Figure 3 shows the process progressing to the point where the roof 11 of the outer tank OS is further assembled on the roof 10 of the inner tank IS, creating a double roof structure. .

FIG. 4 shows the uppermost peripheral wall portion 9 of the inner tank IS in the state shown in FIG.
This figure shows the process of assembling the intermediate portion of the inner tank peripheral wall using the gap 12 created between the inner tank and the inner tank. That is, the side plate member 13 is applied to the gap 12 and joined to the uppermost peripheral wall portion, and the following steps are performed.
The turning step of spirally rotating the side plate member 13
The inner tank IS itself is assembled to a predetermined height by sequentially repeating the joining steps, and then the rollers 8 are removed and the inner tank uppermost peripheral wall portion 9 and the inner tank lowermost peripheral wall portion 6 are integrally joined.

Figure 5 shows that the outer tank OS is constructed in parallel with the assembly of the inner tank IS, and then the outer tank roof 11 is finally assembled.
This figure shows the state in which the main assembly process has been completed, with the main assembly process completed.

As explained at the beginning, the outer tank OS has a prestressed concrete structure, so the inner tank IS
In parallel with the assembly using the helical construction method, the building was constructed through a series of operations such as reinforcing sheathed wire and steel bars, assembling formwork, pouring concrete, and pre-stretching. Not even.

As can be understood from the above explanation, the construction method of the present invention adopts the helical construction method for assembling the inner tank IS, so there is less work at high places, and as a result, the completeness of the work is increased. Since welding, which is the main work in tank IS assembly, can be done at a fixed and low location (the side plate member assembly position), higher quality inner tank assembly is possible.

Furthermore, the biggest advantage of this method is that the roofs of the inner and outer tanks
and 11 at the initial stage of inner tank assembly, i.e.
The assembly is carried out at the point shown in FIG. 3, and the assembly work is carried out at a position as low as possible to maintain safety and quality as described above.

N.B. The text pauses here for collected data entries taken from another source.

Issue #269, opened 2019-09-17
RFC 0028: Introduce Protocol


llorllale:
Add support for the [`introduce`](https://github.com/hyperledger/aries-rfcs/blob/master/features/0028-introduce/README.md) protocol.

Should follow the same overall design as the existing did-exchange state machine: https://github.com/hyperledger/aries-framework-go/tree/master/pkg/didcomm/protocol/didexchange

troyronda:
Basic support for Introduce is now enabled. #882 lists additional TODO items.

PR #711, opened 2019-11-06
fix: fixed data race in introduce protocol

soluchok:
* data race
* goroutines leak (in tests)

### DIFF
--- a/pkg/didcomm/protocol/introduce/service_test.go
+++ b/pkg/didcomm/protocol/introduce/service_test.go
@@ -72,6 +72,9 @@ func TestService_handle(t *testing.T) {
 	t.Run("Happy path", func(t *testing.T) {
 		svc, err := New(&protocol.MockProvider{})
 		require.NoError(t, err)
+
+		defer stop(t, svc)
+
 		require.EqualError(t, svc.handle(&metaData{
 			Msg: &service.DIDCommMsg{},
 		}, nil), "state from name: invalid state name ")
@@ -80,6 +83,9 @@ func TestService_handle(t *testing.T) {
 	t.Run("Happy path", func(t *testing.T) {
 		svc, err := New(&protocol.MockProvider{})
 		require.NoError(t, err)
+
+		defer stop(t, svc)
+
 		ch := make(chan service.StateMsg, 2)
 		require.NoError(t, svc.RegisterMsgEvent(ch))
 		done := make(chan struct{})
@@ -132,8 +138,10 @@ func TestService_abandon(t *testing.T) {
 	store.Store.ErrPut = errors.New(errMsg)
 
 	svc, err := New(&protocol.MockProvider{StoreProvider: store})
-	require.NotNil(t, svc)
 	require.NoError(t, err)
+	require.NotNil(t, svc)
+
+	defer stop(t, svc)
 
 	const errStr = "save abandoning sate: " + errMsg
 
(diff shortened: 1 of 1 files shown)


rolsonquadras:
just a suggestion - better to have a specific commit title for rather than generic one (feat: Introduce protocol server implementation). While going through commit history, the title doesn't give specific info and looks [same](https://github.com/hyperledger/aries-framework-go/commits?author=soluchok).

.github/workflows/build.yml
```diff
@@ -59,6 +59,11 @@ jobs:
     timeout-minutes: 10
     runs-on: ubuntu-18.04
     steps:
+      - name: Setup Go 1.13
```
rolsonquadras: Looks like this commit contains same code as in PR - https://github.com/hyperledger/aries-framework-go/pull/658/files.

pkg/didcomm/protocol/introduce/persistence.go
```diff
@@ -0,0 +1,77 @@
...
+		return nil, err
+	}
+
+	return rec, nil
+}
+
+// SaveRecord saves data
+// this function usually is executed by the introduce client
+// NOTE: if the record already exists in the store it will rewrite it
+func (p *Persistence) SaveRecord(thID string, rec *Record) error {
```
rolsonquadras: Ideally client shouldn't save protocol related records and it should be done through service pkg (knowing of lower layer primitives like threadID). What's the use case here ?

pkg/didcomm/protocol/introduce/persistence.go
```diff
@@ -0,0 +1,77 @@
...
+	return &Persistence{store: store}
+}
+
+// GetRecord returns data by given threadID
+// this function should be used in introduce service
+// state machine behavior depends on this record's data
+func (p *Persistence) GetRecord(thID string) (*Record, error) {
+	var rec *Record
+	if err := p.getData(recordKey(thID), &rec); err != nil {
+		return nil, err
```
rolsonquadras: May be wrapping error message here would help with error message stack.

.github/workflows/build.yml
soluchok: I mentioned in the description `Depends on PR #658`

pkg/didcomm/protocol/introduce/persistence.go
soluchok: the client has a bunch of data needed for service, we have similar logic in `didexchange` client e.g `connectionStore: didexchange.NewConnectionRecorder(transientStore, store),`

rolsonquadras: Yes, but not save record - https://github.com/hyperledger/aries-framework-go/blob/master/pkg/didcomm/protocol/didexchange/persistence.go#L195

soluchok: `Record` it is just a name :) which keeps dependency needed for the state machine https://github.com/hyperledger/aries-framework-go/pull/711/files#diff-2be7cff09231a8b321a1f1aed45a4913R24-R28

troyronda: @fqutishat @llorllale @rolsonquadras @sandrask

troyronda: Is the issue that the method should be named to something more specific?
@soluchok @rolsonquadras

rolsonquadras: @troyronda My comment was about the 2nd item that you pointed out. ie - service should be persisting thread related data. ie. un-export the function.

I see the db operations from different layers as follows.
1. Service layer - handle db operations for did-comm message related data. ie, based on threadID or messageID etc.
2. Client layer - handle db operation for agent/application specific data. ie, based on connectionID(which is specific to the agent)

Note - service layer can handle pt#2 as well.

PR #715, opened 2019-11-06
test: JWS from VC/VP using EdDSA alg

### LINKED ISSUE #712: JWS from Verifiable Credential using EdDSA alg
Add tests to verify marshaling of Verifiable Credential into JWS using EdDSA (Ed25519 signature algorithm). Also to verify the decoding of VC from EdDSA JWS.

kdimak:
Tests are added to verify the marshaling of VC/VP into JWS using EdDSA (Ed25519 signature algorithm).

closes #712

### DIFF
--- a/pkg/doc/verifiable/presentation.go
+++ b/pkg/doc/verifiable/presentation.go
@@ -173,8 +173,8 @@ func (vp *Presentation) MarshalJSON() ([]byte, error) {
 
 // JWTClaims converts Verifiable Presentation into JWT Presentation claims, which can be than serialized
 // e.g. into JWS.
-func (vp *Presentation) JWTClaims(audience []string, minimizeVc bool) *JWTPresClaims {
-	return newJWTPresClaims(vp, audience, minimizeVc)
+func (vp *Presentation) JWTClaims(audience []string, minimizeVP bool) *JWTPresClaims {
+	return newJWTPresClaims(vp, audience, minimizeVP)
 }
 
 // Credentials provides Verifiable Credentials enclosed into Presentation in raw byte array format.
--- a/pkg/doc/verifiable/presentation_jwt_proof_test.go
+++ b/pkg/doc/verifiable/presentation_jwt_proof_test.go
@@ -6,6 +6,8 @@ SPDX-License-Identifier: Apache-2.0
 package verifiable
 
 import (
+	"crypto/ed25519"
+	"crypto/rand"
 	"errors"
 	"path/filepath"
 	"testing"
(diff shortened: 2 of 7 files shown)


pkg/doc/verifiable/presentation.go
```diff
@@ -173,8 +173,8 @@ func (vp *Presentation) MarshalJSON() ([]byte, error) {
 
 // JWTClaims converts Verifiable Presentation into JWT Presentation claims, which can be than serialized
 // e.g. into JWS.
-func (vp *Presentation) JWTClaims(audience []string, minimizeVc bool) *JWTPresClaims {
-	return newJWTPresClaims(vp, audience, minimizeVc)
+func (vp *Presentation) JWTClaims(audience []string, minimizeVp bool) *JWTPresClaims {
```
DRK3: (small detail)
VP is an acronym right? So I think we usually would capitalize the "p" in "minimizeVp", kind of like how we capitalize "HTTP" in inbound.validateHTTPMethod.

pkg/doc/verifiable/presentation_jwt_proof_test.go
```diff
@@ -77,29 +79,53 @@ func TestNewPresentationFromJWS(t *testing.T) {
 	})
 }
 
+func TestNewPresentationFromJWS_EdDSA(t *testing.T) {
+	vpBytes := []byte(validPresentation)
+
+	pubKey, privKey, err := ed25519.GenerateKey(rand.Reader)
+	require.NoError(t, err)
+
+	// create presentation
```
DRK3: I think this comment pretty much just restates the line after it (NewPresentation). So I think you can delete this comment

pkg/doc/verifiable/presentation.go
DRK3: More specifically, I think acronyms generally need to have the same capitalization (so "vp *Presentation" is OK since "vp" is kind of like one word. Hope that makes sense)

kdimak: Good one! It should be `minimizeVP` of course. I'll fix that.

pkg/doc/verifiable/presentation_jwt_proof_test.go
kdimak: Yes, it's almost useless. I'll drop this comment.

pkg/doc/verifiable/presentation.go
DRK3: Thanks! Looks good now

Issue #475, opened 2019-10-11
Separate all crypto implementation details from Pack/Unpack


Moopli:
Extending #352 and #385, make pack/unpack invoke an injectable crypto-operator (could call it a crypter and do some renaming) for all encryption, decryption, AEAD, etc, using format-agnostic parameters, so the envelope format can be algorithm-independent.

Moopli:
Likely to be needed for the JWE DIDcomm envelope format to be accepted by the IETF, probably not necessary for the legacy envelope format. Uncertain how soon we'll need it.

Moopli:
What our Packers need as part of this:

For JWE:
- Remove specific uses of chacha or Ed/Curve25519 key size
- Crypter needs to return values of parameters like nonce size, key sizes (pub, priv, symmetric), encryption name string (eg, `chacha20poly1305_ietf` or `ECDH-SS+XC20PKW`) (or values which can be used to determine the name string)
- Create generic AEAD encryption functions, including one that can return the nonce used, and the tag and ciphertext separately; and one that can be given the nonce. (nonce is encoded in envelope in some places)
- Provide a function that can provide correct encryption keys given signing keys (conversion of ed25519 -> curve25519, or a lookup for RSA, for example)
- Use generic Crypter interface for crypto functions in creating/decoding SPK, JWK, etc

For Legacy:
- Remove dependency on specific key sizes
- same generic AEAD functions in Crypter
- same signing->encryption public key conversion in Crypter
- DH+AEAD encryption - crypto box and ability to implement and use logically-equivalent functions (like RSA + AES-GCM equivalents to crypto box). "Box Easy" interface needs a decrypt that can accept a nonce, and encrypt that returns the nonce generated (some nonces are part of the envelope).

A note on public key conversion - key types won't necessarily support this (or be able to do it safely), but the pack/unpack algorithms could be modified to operate using only encryption keys, with some updates to the draft specs.

troyronda:
We should also support all algorithms that are being specified in the W3C DID WG & DIF Interop Group. This is specifically:
- RSA
- ed25519
- sec256k1

Moopli:
[...]

PR #717, opened 2019-11-06
feat: Packager now holds multiple Packers for runtime format selection

### LINKED ISSUE #160: pkg/crypto is misleading
The packages under pkg/crypto do not implement crypto primitives.

Rather they are implementing JOSE support for encryption envelopes (e.g., [RFC0019](https://github.com/hyperledger/aries-rfcs/tree/master/features/0019-encryption-envelope))

Suggest that we should use either the name envelope or jose instead of "crypto".

### LINKED ISSUE #273: Create a higher-level Crypter to switch encryption based on key type/algorithm
The current [Crypter](https://github.com/hyperledger/aries-framework-go/blob/5bf052af3c6d6d6d6ff8ccd132c93717ab5d9c97/pkg/didcomm/crypto/crypter.go#L15) interface does not take into account the algorithm or the key type.

We need to create a higher-level Crypter that takes this info into account and use the correspopnding Crypter implementation.

Moopli:
Renames Crypters to Packers, and gives the Packager a list of Packers, for all formats the agent supports (elements are configurable and injectable by client), and a reference to the default Packer (also configurable and injectable) to use for encryption.

By default, the JWE and Legacy Packers are both enabled, available for decrypting messages. 

Fixes #160 
Fixes #273


Moopli:
Note: need to reconcile urlencoding vs rawurlencoding, or allow `Packager.getEncodingType()` to test both encodings, since JWE uses raw and legacy doesn't.

pkg/didcomm/envelope/api.go
```diff
@@ -6,12 +6,38 @@ SPDX-License-Identifier: Apache-2.0
...
+import (
+	"github.com/hyperledger/aries-framework-go/pkg/didcomm/packer"
+)
+
 // Package envelope manages the handling of DIDComm raw messages in JWE compliant envelopes.
 // The aim of this package is build these envelopes and parse them. They are mainly used as
 // wire-level wrappers of 'payloads' used in DID Exchange flows.
 
+/*
+// JWE returns the encoding type for the JWE format
```
troyronda: ?

pkg/didcomm/envelope/api.go
```diff
@@ -26,7 +52,7 @@ type Packager interface {
 	// []byte: The packed message
 	//
 	// error: error
-	PackMessage(envelope *Envelope) ([]byte, error)
+	PackMessage(envelope *packer.Envelope) ([]byte, error)
```
troyronda: There is a package called envelope but this signature has an Envelope defined in packer?

What is the intended purpose of the Envelope package?

pkg/framework/context/context.go
```diff
@@ -83,11 +84,23 @@ func (p *Provider) Packager() envelope.Packager {
...
+	return p.packers
 }
 
+// DefaultPacker returns the default packer service
+func (p *Provider) DefaultPacker() packer.Packer {
+	return p.defaultPacker
+}
+
+/*
+// Packer returns the defaultPacker service to be used by the packager
```
troyronda: commented out?

pkg/framework/aries/api/protocol.go
```diff
@@ -28,7 +27,7 @@ type Provider interface {
 	Service(id string) (interface{}, error)
 	StorageProvider() storage.Provider
 	KMS() kms.KeyManager
-	Crypter() crypto.Crypter
+	// Packer() packer.Packer
```
troyronda: commented out?

pkg/didcomm/packer/packer.go
```diff
@@ -4,35 +4,45 @@ Copyright SecureKey Technologies Inc. All Rights Reserved.
...
 */
 
-package crypto
+package packer
 
 import "github.com/hyperledger/aries-framework-go/pkg/kms"
 
-// Provider interface for Crypter ctx
-type Provider interface {
+// KMSProvider interface for Packer ctx
```
troyronda: are you sure this shouldn’t be a generic name?

pkg/didcomm/packer/jwe/authcrypt/authcrypt.go
```diff
@@ -28,6 +28,9 @@ const C20P = ContentEncryption("C20P") // Chacha20 encryption + Poly1305 authent
 // XC20P XChacha20Poly1305 algorithm
 const XC20P = ContentEncryption("XC20P") // XChacha20 encryption + Poly1305 authenticator cipher (192 bits nonce)
 
+// encodingType is the `typ` string identifier in a message that identifies the format as being JWE
+const encodingType string = "prs.hyperledger.aries-auth-message"
```
troyronda: suggest a const block.

pkg/didcomm/envelope/api.go
Moopli: I could swap the package names - I needed to pull Envelope out of envelope to avoid an import cycle.

pkg/framework/context/context.go
Moopli: Needs deletion, thanks for catching it.

pkg/framework/aries/api/protocol.go
Moopli: Needs deletion, thanks for catching it

pkg/didcomm/packer/packer.go
Moopli: Fair point

pkg/didcomm/envelope/api.go
```diff
@@ -6,12 +6,16 @@ SPDX-License-Identifier: Apache-2.0
...
 // Package envelope manages the handling of DIDComm raw messages in JWE compliant envelopes.
 // The aim of this package is build these envelopes and parse them. They are mainly used as
 // wire-level wrappers of 'payloads' used in DID Exchange flows.
 
 // PackagerCreator method to create new outbound dispatcher service
-type PackagerCreator func(prov Provider) (Packager, error)
+type PackagerCreator func(prov PackerProvider) (Packager, error)
 
 // Packager provide methods to pack and unpack msg
 type Packager interface {
```
Baha-sk: now that Crypter is renamed to Packer, this Packager interface becomes an extra layer that we can skim.

pkg/framework/context/context.go
```diff
@@ -83,9 +84,14 @@ func (p *Provider) Packager() envelope.Packager {
 	return p.packager
```
Baha-sk: now we have Packager(), Packers() and DefaultPackager().. back to my first comment above.. Packager interface becomes redundant

pkg/framework/context/context.go
```diff
@@ -225,10 +231,18 @@ func WithPackager(p envelope.Packager) ProviderOption {
...
+// WithDefaultPacker injects a packer into the context
+func WithDefaultPacker(p packer.Packer) ProviderOption {
+	return func(opts *Provider) error {
+		opts.defaultPacker = p
+		return nil
+	}
+}
+
+// WithPackers injects a variable number of packer services into the Aries framework
+func WithPackers(packers ...packer.Packer) ProviderOption {
```
Baha-sk: same thing with options, the user now has options: WithPackager, WithDefaultPacker and WithPackers.. it will confuse to the consumer of the framework as to what is required... another reason why Packager interface becomes redundant with this PR.

removing it can be done in a future PR.. add TODOs in the right locations if doing it separately.

pkg/didcomm/envelope/api.go
```diff
@@ -6,12 +6,16 @@ SPDX-License-Identifier: Apache-2.0
 
 package envelope
```
troyronda: Is it correct to observe that this package is only needed by the framework (supplying the injectable API)?

pkg/didcomm/envelope/package_test.go
```diff
@@ -79,7 +111,7 @@ func TestBaseKMSInPackager_UnpackMessage(t *testing.T) {
 		// It should fail since Recipient keys are not found in the KMS
 		_, err = packager.UnpackMessage(packMsg)
 		require.Error(t, err)
-		require.EqualError(t, err, "failed from decrypt: failed to decrypt message: key not found")
```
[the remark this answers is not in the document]
Moopli: Now that the message is partially decoded before the Packer unpacks it, the failure case is different, and occurs in `getEncodingType()`

pkg/didcomm/envelope/package_test.go
```diff
@@ -27,18 +30,49 @@ func TestBaseKMSInPackager_UnpackMessage(t *testing.T) {
 		}}))
 		require.NoError(t, err)
 
-		mockedProviders := &mprovider.Provider{
-			KMSValue: w,
-		}
-		crypter, err := authcrypt.New(mockedProviders, authcrypt.XC20P)
+		mockedProviders := &mockProvider{nil, w, nil, nil}
```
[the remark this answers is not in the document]
Moopli: Will fix

pkg/didcomm/envelope/package_test.go
```diff
@@ -27,18 +30,49 @@ func TestBaseKMSInPackager_UnpackMessage(t *testing.T) {
...
 		require.NoError(t, err)
 
-		mockedProviders.CrypterValue = crypter
-		packager, err := New(mockedProviders)
+		mockedProviders.defaultPacker = testPacker
+		packager, err := envelope.New(mockedProviders)
 		require.NoError(t, err)
 		_, err = packager.UnpackMessage(nil)
 		require.Error(t, err)
-		require.EqualError(t, err, "failed from decrypt: failed to decrypt message: unexpected end of JSON input")
```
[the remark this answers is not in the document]
Moopli: This is another case where the error now happens inside `getEncodingType()`

pkg/didcomm/envelope/api.go
Moopli: It now has the purpose of selecting which pack/unpack algorithm to use, allowing the agent to support communicating using multiple message formats for compatibility - so it's not a layer we can pull out.

pkg/framework/context/context.go
Moopli: I agree that the interface is redundant - with packing algorithm configuration available through `WithDefaultPacker()` and `WithPackers()`, we don't need to allow the `Packager` layer to be injectable.

pkg/framework/context/context.go
Moopli: I've removed framework `WithPackager()`

pkg/didcomm/envelope/api.go
Moopli: In talking with @Baha-sk we've decided to go the other way - Packager does not need to be injectable because pack/unpack format configuration is done through `WithDefaultPacker()` and `WithPackers()`. Where do you think Packager should move? Without Packager injection we only need the interface for mocking.

pkg/didcomm/envelope/api.go
Moopli: I renamed `envelope` (containing just the packager) to `packager` and `packer` (previously `crypto`) to `envelope`

pkg/didcomm/envelope/package_test.go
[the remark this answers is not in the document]
Moopli: done

pkg/didcomm/packer/jwe/authcrypt/decrypt_jwk.go
```diff
@@ -60,31 +60,31 @@ func (c *Crypter) decryptSPK(recipientPubKey *[chacha.KeySize]byte, spk string)
 		return nil, err
 	}
 
-	sharedKey, err := c.decryptJWKSharedKey(cipherKEK, headersJSON, recipientPubKey[:])
+	sharedKey, err := p.decryptJWKSharedKey(cipherKEK, headersJSON, recipientPubKey[:])
```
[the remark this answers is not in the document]
Moopli: I'll add comments to the relevant issue #475 instead.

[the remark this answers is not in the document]
Moopli: Or maybe just have a few TODOs instead of having a whole bunch.

pkg/didcomm/envelope/api.go
Baha-sk: Packager will hold the list of Packers including a default one, it will also decide which one to use based on the envelope type. Users don't need to inject it as it's a utility interface that's required by the framework.

Users can inject Packers and a DefaultPacker to support their own implementation.

pkg/framework/context/context.go
Moopli: I've removed the injection.

pkg/didcomm/envelope/jwe/authcrypt/encrypt_jwk_test.go
```diff
@@ -66,7 +66,7 @@ func TestNilEncryptSenderJwk(t *testing.T) {
 	require.Empty(t, l)
 	require.Empty(t, m)
 
-	pld, err := crypter.Encrypt([]byte(""), someKey[:], [][]byte{someKey[:]})
+	pld, err := crypter.Pack([]byte(""), someKey[:], [][]byte{someKey[:]})
```
troyronda: why is the variable name still `crypter` ?

pkg/didcomm/packager/api.go
```diff
@@ -0,0 +1,47 @@
...
+SPDX-License-Identifier: Apache-2.0
+*/
+
+package packager
+
+import (
+	"github.com/hyperledger/aries-framework-go/pkg/didcomm/envelope"
+)
+
+// Package packager manages the handling of DIDComm raw messages in JWE compliant envelopes.
```
troyronda: I think the top level Packager interface is agnostic of JWE?

pkg/didcomm/packager/api.go
```diff
@@ -0,0 +1,47 @@
+/*
+Copyright SecureKey Technologies Inc. All Rights Reserved.
+
+SPDX-License-Identifier: Apache-2.0
+*/
+
+package packager
+
+import (
+	"github.com/hyperledger/aries-framework-go/pkg/didcomm/envelope"
```
troyronda: Is there a reason for a separate envelope package? Does it now only have a struct?

pkg/didcomm/packager/packager.go
```diff
@@ -0,0 +1,147 @@
...
+
+// Provider contains dependencies for the base packager and is typically created by using aries.Context()
+type Provider interface {
+	envelope.Provider
+	Packers() []envelope.Packer
+	DefaultPacker() envelope.Packer
+}
+
+// BasePackager is the basic implementation of Packager
+type BasePackager struct {
```
troyronda: Is there a need for the prefix `Base` ?

pkg/framework/aries/framework.go
```diff
@@ -208,7 +211,8 @@ func (a *Aries) Context() (*context.Provider, error) {
 		context.WithInboundTransportEndpoint(a.inboundTransport.Endpoint()),
 		context.WithStorageProvider(a.storeProvider),
 		context.WithTransientStorageProvider(a.transientStoreProvider),
-		context.WithCrypter(a.crypter),
+		context.WithDefaultPacker(a.packer),
```
troyronda: Should I assume that `a.packer` must also be in the `a.packers` list in L215?

pkg/framework/aries/framework_test.go
```diff
@@ -92,11 +90,20 @@ func TestFramework(t *testing.T) {
 			WithKMS(func(ctx api.Provider) (api.CloseableKMS, error) {
 				return &mockkms.CloseableKMS{SignMessageValue: []byte("mockValue")}, nil
 			}),
-			WithCrypter(func(ctx crypto.Provider) (crypto.Crypter, error) {
-				return &didcomm.MockAuthCrypt{EncryptValue: nil}, nil
+			WithDefaultPacker(func(ctx envelope.Provider) (envelope.Packer, error) {
```
troyronda: Is this really "Default" or is it the outbound packer?

I mean the framework puts defaults in for the Packers list too :).

pkg/didcomm/packager/api.go
Moopli: Envelope struct, Packer interface, and Packer Creator.

pkg/didcomm/packager/packager.go
Moopli: No, since it's not injectable we don't expect others.

pkg/framework/aries/framework.go
Moopli: Packager handles that - if the default packer is not in the list, it's added.

pkg/framework/aries/framework_test.go
Moopli: Good point, I'll rename.

pkg/didcomm/envelope/jwe/authcrypt/encrypt_jwk_test.go
Moopli: I'll go over all other uses of 'crypter' too.

pkg/didcomm/packager/api.go
Moopli: what do you think I should say instead for "DID Exchange flows"? Since this format is used for all protocol communications.

pkg/didcomm/packager/packager.go
Moopli: Then again there is the distinction between this and the interface (the interface is `Packager`), since we also have a mock packager. The interface is what everything consumes.

I could make the struct definition private.

pkg/didcomm/packager/api.go
Moopli: It's separate mainly to avoid an import cycle - which iirc was a cycle only because of tests, so I'll see if I can fix that.

pkg/framework/aries/framework_test.go
troyronda: If the outbound packer isn't specified, which packer from `s.packers` is used?

pkg/didcomm/packager/packager.go
troyronda: The interface and struct shouldn't be in the same package.

pkg/framework/aries/framework.go
Moopli: Specifically - each Packer defines an encoding type string (returned by `Packer.EncodingType()`) which is used to key into the packer map. So if `a.packer`'s type is the type of one of the elements of `a.packers`, then it's assumed to be in the list already.

pkg/framework/aries/framework_test.go
Moopli: Though it is also a default in the sense that it's included in the list of inbound packers, since it makes little sense to send messages using a format you're unwilling to read.

pkg/didcomm/packager/api.go
troyronda: I don't see "DID Exchange" - I saw "DIDComm".

pkg/didcomm/packager/api.go
Moopli: I htink I should keep the packages separate, but I can rename `envelope` to `packer` - I'd named it `packer` earlier. I'll work out how to put the Envelope struct inside `pkg/didcomm/packager` without an import cycle, which I believe only came about due to tests.

pkg/didcomm/packager/packager.go
Moopli: I can return the interface instead of a pointer to the struct

pkg/framework/aries/framework_test.go
Moopli: If the outbound packer isn't specified, then the framework falls back to initializing the default, which isn't inside `s.packers`. `packager.New` requires a default packager to be provided. I'll add an error check in the constructor if the value is nil.

pkg/didcomm/packager/packager.go
Moopli: Where should I move the interface? It's consumed all over the codebase, particularly in tests which usually use the mock packager.

pkg/didcomm/packager/api.go
Moopli: A few lines down.

pkg/didcomm/packager/api.go
```diff
@@ -0,0 +1,47 @@
...
+)
+
+// Package packager manages the handling of DIDComm raw messages in JSON envelopes.
+// The aim of this package is build these envelopes and parse them. They are mainly used as
+// wire-level wrappers of 'payloads' used in DID Exchange flows.
```
Moopli: @troyronda here it says 'DID Exchange flows'

pkg/didcomm/packer/jwe/authcrypt/authcrypt.go
```diff
@@ -112,9 +115,14 @@ func New(ctx crypto.Provider, alg ContentEncryption) (*Crypter, error) {
 		return nil, errUnsupportedAlg
 	}
 
-	return &Crypter{
+	return &Packer{
 		alg:       alg,
 		nonceSize: nonceSize,
```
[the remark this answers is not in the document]
Moopli: I've added some TODOs

pkg/didcomm/envelope/jwe/authcrypt/encrypt_jwk_test.go
Moopli: this should be done now.

pkg/didcomm/packager/api.go
Moopli: I've resolved this by pulling `Envelope` out into `pkg/didcomm/common/transport`

pkg/didcomm/packager/packager.go
Moopli: I've resolved this by pulling the `Packager` interface out into `pkg/didcomm/common/transport`

pkg/framework/aries/framework_test.go
Moopli: instead of "Default" or "Outbound" it is now just "Packer", since it's used for both in/outbound.
The packer list is now InboundPackers, since they're used inbound only right now. #725 is for making those packers usable outbound as well, by remembering the format to use for a particular connection.

pkg/didcomm/packager/api.go
Moopli: I reworded this.

pkg/didcomm/packager/packager.go
```diff
@@ -0,0 +1,154 @@
...
+	Packer() packer.Packer
+}
+
+// Creator method to create new packager service
+type Creator func(prov Provider) (transport.Packager, error)
+
+// Packager is the basic implementation of Packager
+type Packager struct {
+	packer         packer.Packer
+	inboundPackers map[string]packer.Packer
```
Baha-sk: why `inbound`Packers? it's just a list of Packers

a Packer does pack/unpack, regardless of the direction of the message. 

any reason for the direction word in the variable `inoundPackers`?

pkg/didcomm/packager/package_test.go
```diff
@@ -0,0 +1,294 @@
...
+
+func TestBaseKMSInPackager_UnpackMessage(t *testing.T) {
+	t.Run("test failed to unmarshal encMessage", func(t *testing.T) {
+		w, err := kms.New(newMockKMSProvider(&mockstorage.MockStoreProvider{Store: &mockstorage.MockStore{
+			Store: make(map[string][]byte),
+		}}))
+		require.NoError(t, err)
+
+		mockedProviders := &mockProvider{
+			storage:        nil,
```
Baha-sk: no need to set nil variables

pkg/didcomm/packager/package_test.go
```diff
@@ -0,0 +1,294 @@
...
+func newMockKMSProvider(storagePvdr *mockstorage.MockStoreProvider) *mockProvider {
+	return &mockProvider{storagePvdr, nil, nil, nil}
+}
+
+// mockProvider mocks provider for KMS
+type mockProvider struct {
+	storage        *mockstorage.MockStoreProvider
+	kms            kms.KeyManager
+	packers        []packer.Packer
+	outboundPacker packer.Packer
```
Baha-sk: not sure `outbound`Packer has a meaning, it's just a `Packer` that should be able to do Pack/Unpack operations. 

why add the direction in the variable name?

pkg/didcomm/packager/packager.go
troyronda: The packer seems to be the only argument doing both pack and unpack.

The inbound packers seems to be unpack only. Perhaps a better name would be unpackers :).

pkg/didcomm/packager/package_test.go
troyronda: See reply below.

pkg/didcomm/packager/package_test.go
troyronda: Agree.

pkg/didcomm/packager/packager.go
Baha-sk: the map of packers should not be meant for `inbound` only, during a connection, if Agent A talks with B in JWE compliant and Agent C in legacy packer, then Agent A should use the right `outbound` Packer for each connection (not just for replying to incoming messages). The the map of Packers is not meant to be for `inbound` only (Unpack()) calls.

also, `packer` field above was agreed to be the DefaultPacker which is mean to be used for new connections. For pre-existing/saved connections, the agent should store the corresponding Packer to be used for all subsequent calls (outbound and inbound).

so the word `inbound` in `inboundPacker` does not correctly represent the map of Packers as they should not be used for inbound calls only.

troyronda: Default doesn’t seem like a good prefix  -if we use that then there is a default default packer set by the framework package if the option is not provided.

pkg/didcomm/packager/package_test.go
troyronda: I think we should combine these options into one to reduce confusion (and API surface).
 https://github.com/hyperledger/aries-framework-go/issues/764.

Therefore, as explained at the beginning, compared to the conventional construction method in which the roof is erected after the peripheral walls of the inner and outer tanks have been assembled, the work is not only safer, but the quality of the finished product is significantly improved, and the construction period is also reduced. However, it has the advantage of being able to shorten the construction period compared to conventional methods.

[Brief explanation of the drawing]

FIGS. 1 to 5 are flowcharts showing the construction method of the present invention in the order of construction steps. IS...Inner tank, OS...Outer tank, 1...Basic concrete,
2...Support pile, 3...Outer tank bottom plate, 4...Ring concrete, 5...Annual plate of inner tank, 6...Inner tank lowermost circumferential wall part, 7...Same mouth rim, 8...Roller, 9
...Inner tank uppermost peripheral wall part, 10...Roof of inner tank, 11
...Outer tank roof, 12...Gap, 13...Side plate member.

Claims (1)

[Claims] 1. In parallel with the construction of the outer tank with breast-stressed concrete, the lowermost circumferential wall of the metal inner tank is assembled inside the outer tank, and then the uppermost circumferential wall is attached to the lowermost circumferential wall using rollers. Assemble it so that it can be pushed up by rotating it spirally, and then assemble the inner tank roof and the outer tank roof on top of that uppermost peripheral wall part to form a double roof structure. Then, the inner tank roof, the outer tank roof, and the uppermost peripheral wall portion are integrally rotated spirally and pushed up, and the intermediate portion of the inner tank peripheral wall is successively joined to the uppermost peripheral wall portion, and the intermediate peripheral wall portion is After completing the assembly, the rollers are removed, the inner tank peripheral wall is integrally joined, and the outer periphery of the outer tank roof is attached to the upper end of the outer tank.